▶ Data for analysis
——————

Issue #8306, opened 2025-09-15
Universal Undo/Redo history system


franknoirot:
Previous work: #7682, #6629. To allow for #7595, to fix #2803, and more, we must have a universal system for allowing commands and actions taken within the application to be able to be undone and redone. 

Systems should be able to submit actions to the history stack as they perform them. These history entries should conform to a interface that has `undo()` and `redo()` methods, following something like [the Command pattern](https://refactoring.guru/design-patterns/command).

This will unlock a follow-up to #8284, which will allow us to perform an actual move behavior.

franknoirot:
Yeah so my design proposal would behave something like this:
1. A `HistoryItem` class that must take two methods: `undo()` and `redo()`, upon initialization
2. A `HistoryService` class that manages an array of history items (which will be another class) in a history queue
3. A system can add an item to the stack at any time
4. The system has methods `undo()` and `redo()` that will move a pointer on the history queue accordingly, and call those items' inner `undo()` or `redo()` methods
5. Whenever a new item is pushed into the history queue, if there are any (redoable) items after the current pointer in the array, they are cleared (updated to reflect a @jamwaffles suggestion in slack, to manage a single history stack)

## Open questions
1. Should histories be maintained separately by type? Like should file tree operations be able to be undone/redone separately from code editing operations?

jamwaffles:
> Should histories be maintained separately by type? Like should file tree operations be able to be undone/redone separately from code editing operations?

As an example, VSCode has the ability to undo file operations when focussed in the files pane, otherwise it's just text undo/redo, so a way to group operations like this would be usefu. TypeScript enums can't have data on them, right? So maybe separate queues is the best idea here with a generic `HistoryService<T>` class. This would also make it less likely that different history queues are accidentally made to affect other ones, instead of shovelling all the logic into the same hole with one big history manager.

franknoirot:
> As an example, VSCode has the ability to undo file operations when focussed in the files pane, otherwise it's just text undo/redo

Thank @jamwaffles this is good to know. Is it possible to get yourself into funny states where your file pane history queue and your text editor history queue collide somehow? I guess it wouldn't, I'm struggling to posit an example

franknoirot:
Oh and it's worth mentioning that we should interop with CodeMirror's history system. I'll look at their source to make sure we can play nice. Maybe our HistoryItems should implement their Transaction interface

franknoirot:
[...]

PR #9612, opened 2026-01-09
Make file/folder deletions through project explorer actually archive instead, make them un/redoable

franknoirot:
Towards #8306 and undoable Zookeeper edits. I opened [this discussion in the CodeMirror forum](https://discuss.codemirror.net/t/recommended-approach-for-storing-file-operations-create-delete-rename-in-history/9641) while building this.

1. Adds an `electron.move()` function to recursively move files and folders
2. Adds `SystemIOMachineEvents.moveRecursive` and `SystemIOMachineEvents.moveRecursiveAndNavigate` workflows to `systemIOMachine`
3. Adds an "archive" path into the user's `userData` folder as determined by electron, and utilities to transform to and from archive paths
4. Adds a `HistoryView` class that provides a global history target that can be dispatched to with `kclManager.addGlobalHistoryEvent`
5. Adds a `fs` CodeMirror extension to the new `HistoryView` at `kclManager._globalHistoryView`, which makes `fsArchiveFile` StateEffects undoable
6. Adds unit tests for `electron.move` and an E2E test for file recovery flows

## Diagram

Screenshot 2026-01-12 at 1 15 28 PM

## Demo

https://github.com/user-attachments/assets/4e1ea9d0-2a55-40fa-91a2-e8d30f007647


src/components/Explorer/ProjectExplorer.tsx
```diff
@@ -552,20 +554,50 @@ export const ProjectExplorer = ({
...
             if (shouldWeNavigate && file && file.path) {
-              systemIOActor.send({
-                type: SystemIOMachineEvents.deleteFileOrFolderAndNavigate,
-                data: {
-                  requestedPath: child.path,
-                  requestedProjectName: project.name,
-                },
-              })
+              const src = child.path
+              toArchivePath(src)
```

——————

▶ Task details
Your task is to return each line of the data above that contains the string "kclManager".

▶ Completed exercise
4. Adds a `HistoryView` class that provides a global history target that can be dispatched to with `kclManager.addGlobalHistoryEvent`
5. Adds a `fs` CodeMirror extension to the new `HistoryView` at `kclManager._globalHistoryView`, which makes `fsArchiveFile` StateEffects undoable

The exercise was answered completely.